Rwanda Offering Free Wi-Fi, Hopes To Stimulate Investment

Hoping to attract more investors and accelerate Internet growth, the government of Rwanda plans to offer free Wi-Fi-based Internet access nationwide, according to a DailyNation report in TechCentral.

The rollout for the initiative, dubbed “Smart Kigali,” began in September in the capital city, targeting schools, public buildings, bus stations and hotels.
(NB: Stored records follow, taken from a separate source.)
PR #364, opened 2023-02-10
Expose Rust API for constructing a `RuleGraph`

ketkarameya:
Expose Rust API for constructing the `RuleGraph`.

Stack from [ghstack](https://github.com/ezyang/ghstack) (oldest at bottom):
* #369
* __->__ #364
* #363
* #362

PR #369, opened 2023-02-13
Expose the Python API for RuleGraph construction

ketkarameya:
* __->__ #369
* #364
* #363
* #362

### DIFF
--- a/src/models/constraint.rs
+++ b/src/models/constraint.rs
@@ -11,23 +11,38 @@ Copyright (c) 2022 Uber Technologies, Inc.
  limitations under the License.
 */
 
+use super::default_configs::{default_matcher, default_queries};
 use derive_builder::Builder;
 use getset::Getters;
+use pyo3::prelude::*;
 use serde_derive::Deserialize;
 
-use super::default_configs::{default_matcher, default_queries};
-
 #[derive(Deserialize, Debug, Clone, Hash, PartialEq, Eq, Getters, Builder)]
+#[pyclass]
 pub struct Constraint {
   /// Scope in which the constraint query has to be applied
   #[builder(default = "default_matcher()")]
   #[get = "pub"]
+  #[pyo3(get)]
   matcher: String,
   /// The Tree-sitter queries that need to be applied in the `matcher` scope
   #[builder(default = "default_queries()")]
   #[get = "pub"]
   #[serde(default)]
+  #[pyo3(get)]
   queries: Vec<String>,
+}
+
+#[pymethods]
+impl Constraint {
+  #[new]
+  fn py_new(matcher: String, queries: Option<Vec<String>>) -> Self {
+    ConstraintBuilder::default()
+      .matcher(matcher)
+      .queries(queries.unwrap_or_default())
+      .build()
+      .unwrap()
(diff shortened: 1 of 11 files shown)


tests/tests.py
```diff
@@ -67,6 +66,83 @@ def test_piranha_match_only():
...
+            (class_declaration name: (_)@class_name 
+                body : (class_body ((_)*) @class_members)  @class_body
+            ) @class_declaration
+            (#eq? @class_name "FooBar")
+        )
+        """,
+        replace_node="class_body",
+        replace="""{
+  private List<String> names;\n @class_members
+}""",
```
lazaroclapp, line 84: I guess one interesting caveat of the python API is that multi-line strings force us to have some somewhat awkward indentation here in order to get the right indentation in the final file. Finally one point in favor of the otherwise annoying EP varargs `lines` approach (see [here](https://github.com/uber/NullAway/blob/master/nullaway/src/test/java/com/uber/nullaway/NullAwayCoreTests.java#L74) for example)

tests/tests.py
```diff
@@ -67,6 +66,83 @@ def test_piranha_match_only():
...
+        )
+
+    args = PiranhaArguments(
+        "test-resources/java/insert_field_and_import/input",
+        "test-resources/java/insert_field_and_initializer/configurations",
+        "java",
+        {
+            "stale_flag_name": "STALE_FLAG",
+            "treated": "true",
+            "treated_complement": "false",
```
lazaroclapp, line 135: Why do we need any sort of configuration about stale flags to run the field insertion example above? Seems unrelated to flags.

src/models/constraint.rs
```diff
@@ -11,25 +11,40 @@ Copyright (c) 2022 Uber Technologies, Inc.
  limitations under the License.
 */
 
+use super::default_configs::{default_matcher, default_queries};
 use derive_builder::Builder;
 use getset::Getters;
+use pyo3::prelude::*;
```
lazaroclapp, line 17: Not sure about Rust best practices, but for every other language our coding guidelines tend to be _against_ star imports.

src/models/outgoing_edges.rs
```diff
@@ -23,22 +23,43 @@ pub(crate) struct Edges {
 
 // Captures an entry from the `edges.toml` file.
 #[derive(Deserialize, Debug, Clone, Hash, PartialEq, Eq, Default, Getters, Builder)]
+#[pyclass]
 pub struct OutgoingEdges {
+  /// The source rule or group of rules
   #[get = "pub with_prefix"]
-  from: String,
+  #[serde(alias = "from")]
```
lazaroclapp, line 30: Interesting. This is due to `from` being a keyword in Python, right?

lazaroclapp (commented):
Some comments below, but overall makes sense to me.

ketkarameya:
Ow. I merged this by mistake. I reverted the commit( on master). I will make PR again by cherrypicking the commit.

src/models/outgoing_edges.rs
ketkarameya: Yes. :O

PR #374, opened 2023-02-16
Bumped up tree-sitter-swift dependency and resolved test failures

Satyam1749:
A new version of `tree-sitter-swift` was released to resolve issues reported by us ([issue-272](https://github.com/alex-pinkus/tree-sitter-swift/issues/272), [issue-271](https://github.com/alex-pinkus/tree-sitter-swift/issues/271)) .

The new version has an [issue](https://github.com/tree-sitter/tree-sitter-go/pull/103), which is critical for our usecase, So created a fork with fix and updated tree-sitter-swift dependency with the same.

Since the grammar for `!abc` has changed in new release, A seprate rule for `!TestEnum.stale_flag.isEnabled` is not required and this rule would be handled with `!true` and `!false` rules.

### DIFF
--- a/Cargo.toml
+++ b/Cargo.toml
@@ -51,7 +51,8 @@ serde_json = "1.0.82"
 # TODO: Update after https://github.com/fwcd/tree-sitter-kotlin/pull/71 lands
 tree-sitter-kotlin = { git = "https://github.com/ketkarameya/tree-sitter-kotlin.git", rev = "a87ddd003368e068563f1cc478a1b2a3f9d73b60" }
 tree-sitter-java = "0.20.0"
-tree-sitter-swift = "0.3.4"
+# TODO: Update after: https://github.com/alex-pinkus/tree-sitter-swift/issues/278 resolves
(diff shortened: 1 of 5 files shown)


Cargo.toml
```diff
@@ -51,7 +51,7 @@ serde_json = "1.0.82"
 # TODO: Update after https://github.com/fwcd/tree-sitter-kotlin/pull/71 lands
 tree-sitter-kotlin = { git = "https://github.com/ketkarameya/tree-sitter-kotlin.git", rev = "a87ddd003368e068563f1cc478a1b2a3f9d73b60" }
 tree-sitter-java = "0.20.0"
-tree-sitter-swift = "0.3.4"
```
ketkarameya, line 54: Let's make an issue against the upstream repo and add it as a todo like we have done for kotlin/go

ketkarameya (changes requested):
please add description for your PR

ketkarameya (approved):
LGTM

In a region long associated with genocide, Rwanda is busy trying to reinvent itself as a regional high-tech hub by rolling out free citywide and eventually nationwide wireless connectivity, DailyNation reported.

Information Technology Minister Jean Philibert Nsengimana said connectivity is one of the most important drawcards for business in the age of digital economy. Free Wi-Fi roll-out is a step in a direction of a bigger goal, namely deployment of 4G/LTE-based broadband across the small central African nation. 

In June, the Rwandan government signed South Korea’s KT Corp to build a 4G network that it wants delivered to 95 percent of the country. An estimated 10 percent currently have 3G access, the report said.

“Broadband access has to be considered as an essential, just like water and electricity,” Nsengimana said.

President Paul Kagame and his ruling Rwandan Patriotic Front are attempting to push through a dramatic transformation from trauma to economic success story. The party has dominated Rwanda since ousting Hutu extremists and ending the genocide nearly 20 years ago.

Rwanda is ranked one of the least corrupt countries in Africa. The World Bank’s Ease of Doing Business Index for 2013 ranked Rwanda No. 52 out of 185 countries, and third best in sub-Saharan Africa.

The government wants to push economic growth to 11.5 percent for each of the next five years, drive poverty from 45 percent to below 30 percent and reach middle-income status by 2020 – no easy task for a mainly agricultural economy, DailyNation reports.

Smart Kigali is a test, said Alex Ntale, director of the Rwanda’s information and communications technology chamber.

“But it is not perpetual, someone has to pay at the end of the day,” he said. “The private companies are testing a business model… they are trying to find out if the market is really there.”

He cautioned, therefore, that if the new, high-tech Rwanda fails to take off and the program does not turn a profit, then the private sector will have “every right to switch off the machines.”

Mark Bohlund, an economist with IHS Global Insight, said he was optimistic Rwanda would develop “into a regional business-services center,” at least serving the currently war-torn but mineral rich area east of the Democratic Republic of Congo.

But he also pointed to tough competition from East Africa’s largest economy Kenya, which is already ahead on mobile banking technology and houses offices of tech giants such as Intel, Google and Microsoft.